Actually, given the level of student loan debt that most adjuncts carry, it should probably be below the x-axis line.
cartomancer says
I’ve often wondered about this. What exactly is it that causes this situation? I mean, why does a university pay a hefty chunk of a million pounds to a PE teacher every year? What is that meant to achieve? Is it some kind of blatant sinecure they give to people who are trying to cream money off the university? Is there some kind of legal or tax loophole that lets them do this to enrich their corrupt friends?
Because I would have thought that a university could find much better ways of spending the best part of a million pounds per year. I really, really don’t understand why this happens in America. It just doesn’t make sense to me.
PZ Myers says
Alumni donors are a big part of it. Every university has a staffed office dedicated to coaxing alumni to give them money, or leave a big chunk in the will, and what do rich people want? Not to endow a poet, but to have their name in big bold letters on a stadium.
One reason they’re important to an outsized degree is that state governments have been starving their colleges.
microraptor says
Is it true that football programs are a net drain on the schools, or is that only for high schools and cities that build NFL stadiums?
What a Maroon, living up to the 'nym says
It’d be interesting to see how the median coach’s salary compares to the average. Having gone to a (bad (in football)) Division 3 school as an undergrad, and a school that puts more stock in basketball as a grad student, I suspect there’s a skewed distribution there.
Also, I suspect there’s a similar story to tell about men’s basketball coaches (though perhaps not quite so extreme).
annetaylor says
I remember the outrage generated a few decades back, when a particular state-supported university slashed its library budget to buy new stadium lights for the upcoming, televised-football season. Promises to replace the funds were mouthed and an ‘OH Do Shut-up!’ attitude was taken when those funds didn’t materialize later.
I vowed not to apply to Big F*cking Sports Programs for education or employment anymore and have been hanging with the Wheezing Dorks ever since. (Of course, we have stellar athletes here, but that’s not why they’re here.)
Anne
Nerd of Redhead, Dances OM Trolls says
Microraptor @16
An idea of what top football universities earn and where it goes.
Reginald Selkirk says
The Ivy League is not a general term for stodgy eastern colleges. It is an actual entity. Member institutions of the Ivy League are Brown, Columbia, Cornell, Dartmouth, Harvard, Penn, Princeton and Yale. Johns Hopkins is not a member.

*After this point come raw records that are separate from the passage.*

PR #124, opened 2019-03-28
fix(ui): no rerender on text input and save local state

laurafitzgerald:
## Motivation
https://issues.jboss.org/browse/AEROGEAR-8698

## What
Store the state of the rows locally once text is entered in the input field or a checkbox is changed
Added version object to make the manipulation of the rows easier.

## Verification Steps
 
1. Run the application in development mode with a populated database
2. Using the Chrome React Plugin, navigate down to AppVersionsTableContainer:
Expand State:

_Expected:_

3. After initial page render: shouldAppUpdate = false
4. After initial page render: updatedVersions exist with an array of row data which matches appVersions: state.app.versionsRows (this can be removed later when we remove rows from state.
5. Make a change to any of the Input boxes, this should be reflected in the updatedVersions object
6. Make a change to any of the checkboxes, this should be reflected in the updatedVersions object

7. The screen should not rerender on each local state change and as such the text in the text box is visible and the text box doesn't lose focus.

## Checklist:

## Additional Notes

@craicoverflow I thought that there wasn't enough progress in this to make it a seperate pr but maybe take a look and see if we could use this as is or with some changes. Let's chat about it in the morning.

### DIFF
--- a/ui/src/containers/AppVersionsTableContainer.js
+++ b/ui/src/containers/AppVersionsTableContainer.js
@@ -42,15 +42,15 @@ export class AppVersionsTableContainer extends React.Component {
   handleCustomMessageInputChange = (_event, e) => {
     const id = e.target.id;
     const value = e.target.value;
-    this.state.updatedVersions.forEach(version => {
+    this.state.updatedVersions.map(version => {
       if (version.getVersion() === id) {
         version.setDisabledMessage(value);
       }
+      return version;
     });
     this.setState({
       ...this.state,
-      shouldAppUpdate: false,
-      updatedVersions: this.state.updatedVersions
+      shouldAppUpdate: false
     });
   };
 
@@ -79,7 +79,7 @@ export class AppVersionsTableContainer extends React.Component {
           id={id}
           type="text"
           placeholder="Add a custom message.."
-          value={text === null ? undefined : text}
+          defaultValue={text === null ? undefined : text}
           onChange={this.handleCustomMessageInputChange}
           aria-label="Custom Disable Message"
         />
@@ -89,7 +89,7 @@ export class AppVersionsTableContainer extends React.Component {
 
   getTable = (versions = []) => {
     const renderedRows = [];
-    versions.forEach(version => {
+    versions.map(version => {
       const tempRow = [];
       tempRow[0] = version.getVersion();
       tempRow[1] = version.getAppLaunches();
@@ -103,6 +103,7 @@ export class AppVersionsTableContainer extends React.Component {
       tempRow[4] = this.createCheckbox(version.getVersion(), version.isDisabled());
       tempRow[5] = this.createTextInput(version.getVersion(), version.getDisabledMessage());
       renderedRows.push(tempRow);
+      return version;
     });
     return (
 
--- a/ui/src/containers/AppVersionsTableContainer.js
+++ b/ui/src/containers/AppVersionsTableContainer.js
@@ -3,22 +3,55 @@ import PropTypes from 'prop-types';
 import { connect } from 'react-redux';
 import { Checkbox, TextInput } from '@patternfly/react-core';
 import moment from 'moment';
-import { getApps, appDetailsSort, updateDisabledAppVersion, updateVersionCustomMessage } from '../actions/actions-ui';
+import { getApps, appDetailsSort } from '../actions/actions-ui';
 import AppsTable from '../components/AppsTable';
 import './TableContainer.css';
 import config from '../config/config';
 
 export class AppVersionsTableContainer extends React.Component {
+  shouldComponentUpdate = () => {
+    return this.state.shouldAppUpdate;
+  }
+  componentWillMount = () => {
+    this.setState({
+      ...this.state,
+      shouldAppUpdate: false
+    });
+  }
+  componentDidMount = () => {
+    this.setState({
+      ...this.state,
+      updatedVersions: this.props.appVersions
+    });
+  }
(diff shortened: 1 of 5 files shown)


ui/src/containers/AppVersionsTableContainer.js
```diff
@@ -107,15 +139,14 @@ function mapStateToProps (state) {
   return {
     sortBy: state.appVersionsSortDirection,
     columns: state.appVersionsColumns,
-    appVersions: state.app.versionsRows
+    appVersions: state.app.versionsRows,
```
laurafitzgerald: we can probably remove this now and do the translation to the rows and the sorting here in the component.

ui/src/models/versions.js
```diff
@@ -0,0 +1,48 @@
+export default class Version {
```
davidffrench: If we add in a version model, we should also stay consistent and add a model for apps as well.

craicoverflow: Is there a particular usecase/reason to use a model?

laurafitzgerald: I find it a bit cleaner than referencing array[x], particularly as we are now going to be setting the values for the disabled boolean and the disabled message. That's really the only value we get from it so we don't _have_ to use it.

ui/src/containers/AppVersionsTableContainer.js
```diff
@@ -56,21 +89,23 @@ export class AppVersionsTableContainer extends React.Component {
 
   getTable = (versions = []) => {
     const renderedRows = [];
-    for (let i = 0; i < versions.length; i++) {
+    versions.map(version => {
```
damienomurchu:
```suggestion
    versions.forEach(version => {
```
(`forEach` makes more sense seeing as we're not making use of the returned array that `.map` creates)

ui/src/containers/AppVersionsTableContainer.js
```diff
@@ -56,21 +89,23 @@ export class AppVersionsTableContainer extends React.Component {
...
+        tempRow[3] = moment(lastLaunched).format(config.dateTimeFormat);
       }
-      tempRow[4] = this.createCheckbox(versions[i][0].toString(), versions[i][4]);
-      tempRow[5] = this.createTextInput(versions[i][0], versions[i][5]);
+      tempRow[4] = this.createCheckbox(versionNum, version.isDisabled);
+      tempRow[5] = this.createTextInput(versionNum, version.disabledMessage);
       renderedRows.push(tempRow);
-    }
-
+      return version;
```
damienomurchu: as per above, this unused return can be removed by changing implementation from `.map` to `forEach`

ui/src/containers/AppVersionsTableContainer.js
```diff
@@ -3,22 +3,55 @@ import PropTypes from 'prop-types';
...
 import AppsTable from '../components/AppsTable';
 import './TableContainer.css';
 import config from '../config/config';
 
 export class AppVersionsTableContainer extends React.Component {
+  shouldComponentUpdate = () => {
+    return this.state.shouldAppUpdate;
+  }
+  componentWillMount = () => {
+    this.setState({
```
damienomurchu: 2 points;
- if tracking local state in the component I think we should use React hooks to be consistent with other scheduled refactoring that will see us use React hooks to manage local state in our components
- if using `setState`, I think we should be using a constructor to declare the initial state (react docs seem unclear if this is necessary to manipulate state in the class, but it would appear to be good practice in any event)

ui/src/models/versions.js
```diff
@@ -0,0 +1,12 @@
...
+  constructor (json = {}) {
+    this.id = json.id;
+    this.versionNum = json.version;
+    this.appId = json.appId;
+    this.isDisabled = json.disabled;
+    this.disabledMessage = json.disabledMessage;
+    this.numOfAppLaunches = json.numOfAppLaunches;
+    this.currentInstalls = json.numOfCurrentInstalls;
+    this.lastLaunchedAt = json.lastLaunchedAt;
```
damienomurchu: If using a model should we use the default values we currently do for some of these fields?

laurafitzgerald:
Closing as @craicoverflow will take any useful changes to another pf.

ui/src/containers/AppVersionsTableContainer.js
```diff
@@ -3,22 +3,55 @@ import PropTypes from 'prop-types';
...
+      ...this.state,
+      updatedVersions: this.props.appVersions
+    });
+  }
   handleDisableAppVersionChange = (_event, e) => {
     const id = e.target.id;
     const isDisabled = e.target.checked;
-    this.props.updateDisabledAppVersion(id, isDisabled);
+    this.state.updatedVersions.forEach(version => {
```
damienomurchu: This implementation will loop through every element in the array each time which seems wasteful give we're just changing on element - can we move towards an implementation more like the functional ones we have in our reducers when we return new state?

ui/src/containers/AppVersionsTableContainer.js
```diff
@@ -3,22 +3,55 @@ import PropTypes from 'prop-types';
...
+      shouldAppUpdate: false,
+      updatedVersions: this.state.updatedVersions
+    });
   };
 
   handleCustomMessageInputChange = (_event, e) => {
     const id = e.target.id;
     const value = e.target.value;
-    this.props.updateVersionCustomMessage(id, value);
+    this.state.updatedVersions.map(version => {
```
damienomurchu: same as above re implementation

PR #127, opened 2019-04-01
feat(ui): Add disable app modal (AEROGEAR-8469)

davidffrench:
## Motivation
https://issues.jboss.org/browse/AEROGEAR-8469

## What
Adding view for app disable modal

## Why
Allows the user to disable all current versions for an app

## Verification Steps
1. Navigate to the app detailed page.
2. Click `Disable App`.
3. A modal will appear.
4. Enter text in the text field

## Checklist:

## Progress

- [ ] Finished task
- [ ] TODO


ui/src/components/AppDetailedToolbar.js
```diff
@@ -24,7 +24,7 @@ export class AppDetailedToolbar extends React.Component {
         </ToolbarGroup>
         <ToolbarGroup className='toolbar-buttons'>
           <Button className='toolbar-button' onClick={onDisableApp} variant="primary">Disable App</Button>
-          <Button className='toolbar-button' onClick={onSaveApp} variant="primary">Save</Button>
+          <Button className='toolbar-button' onClick={() => onSaveApp(true)} variant="primary">Save</Button>
```
damienomurchu: Should we move the listener implementation out into it's own method? 

Implication of defining it here is that it will be defined every time the component re-renders. Placing it in it's own method in the component means the handler will be re-used instead of being recreated each time.

ui/src/containers/DisableAppModalContainer.js
```diff
@@ -0,0 +1,67 @@
...
+    // this.props.toggleDisableAppModal();
+  };
+
+  const [disableMessage, setDisableMessage] = useState('');
+
+  return (
+    <Modal
+      isLarge
+      title="Disable All App Versions"
+      isOpen={isOpen}
```
damienomurchu:
```suggestion
      isOpen={this.props.isOpen}
```
(not sure you can access it without `this.props`)

ui/src/containers/DisableAppModalContainer.js
```diff
@@ -0,0 +1,67 @@
...
+        <StackItem isMain>
+          <Form isHorizontal>
+            <FormGroup
+              label="Disabled Message"
+              fieldId="horizontal-form-disable-message"
+              helperText="Optional Field. This will overwrite existing custom disabled messages for all versions"
+            >
+              <TextInput
+                value={disableMessage}
+                onChange={(value) => setDisableMessage(value)}
```
damienomurchu: Suggest handler be extracted to its own method for performance reasons when component re-renders

ui/src/containers/DisableAppModalContainer.js
```diff
@@ -0,0 +1,67 @@
...
+        </StackItem>
+        <StackItem isMain>
+          <Form isHorizontal>
+            <FormGroup
+              label="Disabled Message"
+              fieldId="horizontal-form-disable-message"
+              helperText="Optional Field. This will overwrite existing custom disabled messages for all versions"
+            >
+              <TextInput
+                value={disableMessage}
```
damienomurchu: Can't see where `{disableMessage}` is being defined - should this be coming in through a prop somewhere?

ui/src/containers/NavigationModalContainer.js
```diff
@@ -20,7 +19,8 @@ class NavigationModalContainer extends React.Component {
 
   render () {
     return (
-      <LargeModal
+      <Modal
+        isLarge
         title={this.props.title}
         isOpen={this.props.isOpen}
         onClose={this.handleModalClose}
```
damienomurchu: Add `onClose` to required props?

ui/src/reducers/__tests__/index.test.js
```diff
@@ -48,7 +35,12 @@ describe('reducer', () => {
       data: {},
       versionsRows: []
     },
-    isAppRequestFailed: false
+    isAppRequestFailed: false,
+    modals: {
+      disableApp: {
+        isOpen: false
```
damienomurchu: Do we need this to be persisted to the global state, or can it be handled via local state?

ui/src/components/AppDetailedToolbar.js
davidffrench: This is interesting. Do you have any reading material so I can find out more of the pros/cons of what you are suggesting?

ui/src/containers/DisableAppModalContainer.js
davidffrench: On line 7 it is defined. From what I have found, this is the standard way of listing props in a functional component

ui/src/containers/DisableAppModalContainer.js
davidffrench: No prop, this is currently local state using the state hook on line 13

ui/src/containers/DisableAppModalContainer.js
davidffrench: Interested to see what the performance implications of this would be, if you have any materials on it.

ui/src/containers/NavigationModalContainer.js
davidffrench: I don't believe the onClose should be passed in to any of the modals. The modals themselves should be taking care of calling the redux action. I will include this in a larger refactor PR this week.

ui/src/reducers/__tests__/index.test.js
davidffrench: I would prefer to persist in local but this is not possible as the state needs to change from a sibling view (AppDetailedToolbar) and this is exactly what we should be using Redux for.

ui/src/components/AppDetailedToolbar.js
damienomurchu: Actually I was slightly incorrect above - what happens is a new callback is created each time, which if you're passing that callback as a prop to children components can cause them to re-render. That's probably not the case here, as we're just passing it to a PF4 Button component (which probably isn't composed of other children components). 

Snippet from [React docs](https://reactjs.org/docs/handling-events.html):

```
The problem with this syntax is that a different callback is created each time the LoggingButton renders. In most cases, this is fine. However, if this callback is passed as a prop to lower components, those components might do an extra re-rendering. We generally recommend binding in the constructor or using the class fields syntax, to avoid this sort of performance problem.
```

davidffrench: Fantastic, thank you @damienomurchu . This is good to know. I will be conscious of it during the refactoring to ensure it is not passed as a prop to child components.

ui/src/actions/actions-ui.js
```diff
@@ -1,25 +1,10 @@
...
-  APPS_SORT,
-  TOGGLE_HEADER_DROPDOWN,
-  TOGGLE_NAVIGATION_MODAL,
-  TOGGLE_SAVE_APP_MODAL,
-  TOGGLE_APP_DETAILED_IS_DIRTY,
-  APP_VERSIONS_SORT,
-  UPDATE_DISABLED_APP,
-  UPDATE_VERSION_CUSTOM_MESSAGE
-} from '../actions/types.js';
+import * as actionTypes from '../actions/types.js';
```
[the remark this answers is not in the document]
davidffrench: This is true.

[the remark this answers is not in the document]
davidffrench: changed now

davidffrench:
Thanks for the feedback @damienomurchu and @craicoverflow . Could you please review this again. The only additional changes were to fix the issue raised by Enda and change the name of the actions variable.

ui/src/reducers/__tests__/index.test.js
damienomurchu: gotcha, yes, this is probably neater than the alternative (passing event handlers from the parent to the child components)

ui/src/components/AppDetailedToolbar.js
damienomurchu: Yeah, its one of those small potential gotcha's that probably justifies not using inline listeners if only so that you do not need to monitor for edge cases

davidffrench: perfect, I will modify this on the refactor. are you happy to approve the PR?

damienomurchu: Sure, let me just quickly verify the functionality & will approve then :+1:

Synonym: the Ancient Eight
kentreniche says
Wow! I was a correctional educator for the California Dept. of Corrections and I made more than a tenured professor!
microraptor says
So while we’re on the subject, how much sense does it make for a dean to make that much over a tenured professor?
cartomancer says
Going along with the notion that you actually want a top-class PE teacher for your seat of higher learning, because reasons… do you actually need to pay them such a vast sum? If you paid them, say, what you pay the professoriate, would you not be able to find anyone to do the job just as well?
What exactly is it about this position that makes it so specialised? I mean, sure, I couldn’t do it, because I hate physical activity of all kinds, but I doubt it’s an especially skilled task to undertake. No more skilled than a PE teacher in a secondary school, that’s for sure, and they seem to get enough of those with the mediocre pay on offer. Are there only seven or eight people who are qualified for this job in the entire United States, and all the universities are clamouring for those people so much that they’re willing to flush away entire departmental budgets each year to pay them?
anbheal says
I couldn’t get the graphic to paste here, but the ESPN article is here: http://www.espn.com/espn/feature/story/_/id/22454170/highest-paid-state-employees-include-ncaa-coaches-nick-saban-john-calipari-dabo-swinney-bill-self-bob-huggins
In all but 11 states a football coach or basketball coach is, by far, the highest paid public employee. A shout out to New England (sans RI) for a good showing here.